EXERCISE OBJECTIVE: Which of the lines below holds the string "diffusion"? Copy every line that does.

SUPPLIED RECORDS:
☆ ☆ ☆

PR #5232, opened 2025-10-24
peer selection: fixed a false positive tests failure

coot:
# Description

I stumbled upon a test failure in peer-selection test: https://ci.iog.io/build/9817878/nixlog/1

The governor has a target of 2 established peers, but there were 3 of them:

* one local root peer
* two public root peers

One of the public root peers was already being demoted, which was not handled
correctly by th test.  The patch that fixes this issue follows the logic of the
governor to subtract the number of demotions in progress from the number of
established peers when checking against the target.  Set comparison logic is
not enough, as in this case we could demote the other public root peer as well.

- **cardano-diffusion: added export list to Cardano.Network.PeerSelection.PublicRootPeers**
- **peer-selection: code alignement**
- **peer-selection: fixed a false positive tests**
- **peer-selection: addressed an old TODO**

# Checklist

### Quality
* [x] Self-reviewed the PR.

### Maintenance
* [x] Added labels.

### DIFF
--- a/cardano-diffusion/changelog.d/20251024_151019_coot_peer_selection_false_positive_test_failure.md
+++ b/cardano-diffusion/changelog.d/20251024_151019_coot_peer_selection_false_positive_test_failure.md
@@ -1,0 +1,6 @@
+### Non-Breaking
+
+- Added export list to `Cardano.Network.PeerSelection.PublicRootPeers`, also
+  re-exported `Ouroboros.Network.PeerSelection.PublicRootPeers` module.
+- Fixed a false positive test failure in peer selection test: `prop_governor_target_established_above`
+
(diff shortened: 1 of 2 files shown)


ouroboros-network/lib/Ouroboros/Network/PeerSelection/Governor/Types.hs
```diff
@@ -1021,43 +1021,43 @@ peerSelectionCountersHWC PeerSelectionCounters {..} =
     PeerSelectionCounters {
       numberOfRootPeers,
 
-      numberOfKnownPeers                         = numberOfKnownPeers
-                                                 - numberOfEstablishedPeers,
+      numberOfKnownPeers                        = numberOfKnownPeers
+                                                - numberOfEstablishedPeers,
```
crocodile-dentist, line 1025: This could be confusing, perhaps rename to `numberOfFreeKnownPeers` and similar for ones below?

coot: This is an internal part of a pattern synonym, outside it's called `numberOfColdPeers`, check `PeerSelectionCountersHWC`.  `peerSelectionCountersHWC` is not exported, only used as a view pattern in the definition of `PeerSelectionCountersHWC`.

☆ ☆ ☆

REPLY TO THE EXERCISE:
- **cardano-diffusion: added export list to Cardano.Network.PeerSelection.PublicRootPeers**
--- a/cardano-diffusion/changelog.d/20251024_151019_coot_peer_selection_false_positive_test_failure.md
+++ b/cardano-diffusion/changelog.d/20251024_151019_coot_peer_selection_false_positive_test_failure.md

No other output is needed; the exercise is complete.